==== Material supplied ====

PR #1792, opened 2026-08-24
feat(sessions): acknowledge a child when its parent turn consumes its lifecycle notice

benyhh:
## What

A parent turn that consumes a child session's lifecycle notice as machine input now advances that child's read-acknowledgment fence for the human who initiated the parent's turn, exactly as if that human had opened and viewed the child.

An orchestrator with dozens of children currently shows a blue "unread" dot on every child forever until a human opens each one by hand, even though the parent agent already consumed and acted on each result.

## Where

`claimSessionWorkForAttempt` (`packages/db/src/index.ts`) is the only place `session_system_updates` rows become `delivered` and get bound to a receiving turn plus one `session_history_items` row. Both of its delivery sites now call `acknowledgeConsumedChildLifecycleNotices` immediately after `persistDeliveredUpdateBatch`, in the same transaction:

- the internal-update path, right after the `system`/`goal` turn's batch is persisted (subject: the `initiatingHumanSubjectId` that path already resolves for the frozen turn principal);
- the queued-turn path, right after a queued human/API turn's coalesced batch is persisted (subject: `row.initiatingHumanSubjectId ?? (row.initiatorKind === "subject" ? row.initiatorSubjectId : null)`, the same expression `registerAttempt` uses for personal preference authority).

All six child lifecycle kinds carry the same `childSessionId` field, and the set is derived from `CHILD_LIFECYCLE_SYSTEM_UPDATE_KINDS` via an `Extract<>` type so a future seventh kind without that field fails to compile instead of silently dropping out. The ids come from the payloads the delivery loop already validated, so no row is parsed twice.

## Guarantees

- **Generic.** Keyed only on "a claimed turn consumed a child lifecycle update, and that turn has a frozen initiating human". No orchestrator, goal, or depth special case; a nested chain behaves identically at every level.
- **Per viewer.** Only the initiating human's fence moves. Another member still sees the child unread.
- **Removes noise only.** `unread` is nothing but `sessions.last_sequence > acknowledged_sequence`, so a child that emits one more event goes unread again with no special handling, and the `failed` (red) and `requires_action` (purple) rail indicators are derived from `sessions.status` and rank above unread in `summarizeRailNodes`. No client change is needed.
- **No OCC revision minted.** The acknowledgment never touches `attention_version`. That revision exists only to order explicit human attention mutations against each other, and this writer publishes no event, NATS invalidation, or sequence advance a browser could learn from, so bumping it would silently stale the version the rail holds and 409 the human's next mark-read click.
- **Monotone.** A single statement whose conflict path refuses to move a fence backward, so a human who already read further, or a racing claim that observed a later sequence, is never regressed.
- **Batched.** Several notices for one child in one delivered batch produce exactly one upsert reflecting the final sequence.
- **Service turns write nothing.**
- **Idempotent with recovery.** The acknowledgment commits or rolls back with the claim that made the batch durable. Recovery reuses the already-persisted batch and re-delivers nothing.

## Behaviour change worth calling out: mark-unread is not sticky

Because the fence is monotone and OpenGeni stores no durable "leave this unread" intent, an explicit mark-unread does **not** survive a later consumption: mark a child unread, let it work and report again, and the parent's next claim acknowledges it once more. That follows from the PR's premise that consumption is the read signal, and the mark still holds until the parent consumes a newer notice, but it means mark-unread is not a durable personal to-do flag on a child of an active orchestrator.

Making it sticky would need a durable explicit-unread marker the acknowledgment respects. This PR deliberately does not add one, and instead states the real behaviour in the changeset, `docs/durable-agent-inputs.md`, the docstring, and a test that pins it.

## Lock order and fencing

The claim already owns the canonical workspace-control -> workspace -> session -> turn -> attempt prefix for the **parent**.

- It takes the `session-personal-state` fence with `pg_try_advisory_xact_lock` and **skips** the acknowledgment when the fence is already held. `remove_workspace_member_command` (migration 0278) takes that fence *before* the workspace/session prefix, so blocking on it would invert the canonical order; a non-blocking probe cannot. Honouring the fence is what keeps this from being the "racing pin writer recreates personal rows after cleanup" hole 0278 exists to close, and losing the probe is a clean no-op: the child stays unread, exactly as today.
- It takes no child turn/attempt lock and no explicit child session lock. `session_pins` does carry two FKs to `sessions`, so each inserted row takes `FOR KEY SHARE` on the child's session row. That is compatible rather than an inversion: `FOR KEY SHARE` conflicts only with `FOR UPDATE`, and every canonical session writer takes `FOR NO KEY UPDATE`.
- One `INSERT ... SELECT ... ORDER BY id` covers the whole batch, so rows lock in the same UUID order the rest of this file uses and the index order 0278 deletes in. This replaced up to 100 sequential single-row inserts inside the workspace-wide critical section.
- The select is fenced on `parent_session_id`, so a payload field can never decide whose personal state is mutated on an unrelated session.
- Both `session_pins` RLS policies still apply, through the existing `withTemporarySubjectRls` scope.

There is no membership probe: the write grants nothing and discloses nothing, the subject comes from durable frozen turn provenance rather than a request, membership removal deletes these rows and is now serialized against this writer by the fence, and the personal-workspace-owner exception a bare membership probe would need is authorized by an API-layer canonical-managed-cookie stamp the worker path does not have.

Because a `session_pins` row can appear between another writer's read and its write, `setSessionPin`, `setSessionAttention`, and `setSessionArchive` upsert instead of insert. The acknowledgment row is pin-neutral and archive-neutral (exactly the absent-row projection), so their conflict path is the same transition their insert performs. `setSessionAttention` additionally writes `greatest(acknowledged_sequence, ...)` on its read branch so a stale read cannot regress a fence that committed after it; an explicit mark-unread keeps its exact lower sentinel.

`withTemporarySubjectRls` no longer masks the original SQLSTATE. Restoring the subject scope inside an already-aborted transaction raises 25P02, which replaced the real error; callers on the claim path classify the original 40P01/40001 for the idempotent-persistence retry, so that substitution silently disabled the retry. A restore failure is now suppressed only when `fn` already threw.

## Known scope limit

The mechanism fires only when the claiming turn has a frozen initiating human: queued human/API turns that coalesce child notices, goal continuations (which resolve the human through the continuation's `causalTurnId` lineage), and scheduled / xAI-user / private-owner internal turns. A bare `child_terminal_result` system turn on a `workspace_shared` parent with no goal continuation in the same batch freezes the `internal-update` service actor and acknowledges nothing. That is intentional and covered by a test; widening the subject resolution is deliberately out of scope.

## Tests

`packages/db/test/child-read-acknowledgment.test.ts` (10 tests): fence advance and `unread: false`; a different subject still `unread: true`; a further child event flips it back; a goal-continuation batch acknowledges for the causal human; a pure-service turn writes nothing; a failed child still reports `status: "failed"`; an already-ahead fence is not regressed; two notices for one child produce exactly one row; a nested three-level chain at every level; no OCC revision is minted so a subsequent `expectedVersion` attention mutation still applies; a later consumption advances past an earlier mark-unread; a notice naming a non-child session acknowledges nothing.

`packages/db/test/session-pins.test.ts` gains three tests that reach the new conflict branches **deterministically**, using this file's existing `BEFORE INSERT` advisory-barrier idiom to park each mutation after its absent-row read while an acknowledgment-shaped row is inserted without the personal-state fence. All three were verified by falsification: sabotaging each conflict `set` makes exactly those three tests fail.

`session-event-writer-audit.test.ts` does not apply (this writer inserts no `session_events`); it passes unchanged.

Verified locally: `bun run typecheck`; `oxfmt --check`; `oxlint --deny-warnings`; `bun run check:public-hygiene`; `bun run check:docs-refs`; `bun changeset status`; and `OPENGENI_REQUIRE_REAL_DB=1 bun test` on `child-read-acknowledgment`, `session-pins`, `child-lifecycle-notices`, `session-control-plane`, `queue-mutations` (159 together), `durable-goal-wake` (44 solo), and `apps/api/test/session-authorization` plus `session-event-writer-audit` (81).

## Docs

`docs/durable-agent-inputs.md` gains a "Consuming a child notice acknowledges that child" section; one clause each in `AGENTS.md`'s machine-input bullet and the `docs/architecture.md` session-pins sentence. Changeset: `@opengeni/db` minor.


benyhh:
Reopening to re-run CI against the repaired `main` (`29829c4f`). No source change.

====
==== Material supplied ====

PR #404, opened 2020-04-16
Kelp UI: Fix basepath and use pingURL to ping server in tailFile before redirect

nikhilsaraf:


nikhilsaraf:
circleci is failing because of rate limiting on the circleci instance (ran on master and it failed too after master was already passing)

====

*Prompt:* In the data above, find the line that contains "Because the fence" and the line that contains "## Lock order and fencing". Repeat exactly those lines and every line between them, and only those.

*Output for this exercise:*
Because the fence is monotone and OpenGeni stores no durable "leave this unread" intent, an explicit mark-unread does **not** survive a later consumption: mark a child unread, let it work and report again, and the parent's next claim acknowledges it once more. That follows from the PR's premise that consumption is the read signal, and the mark still holds until the parent consumes a newer notice, but it means mark-unread is not a durable personal to-do flag on a child of an active orchestrator.

Making it sticky would need a durable explicit-unread marker the acknowledgment respects. This PR deliberately does not add one, and instead states the real behaviour in the changeset, `docs/durable-agent-inputs.md`, the docstring, and a test that pins it.

## Lock order and fencing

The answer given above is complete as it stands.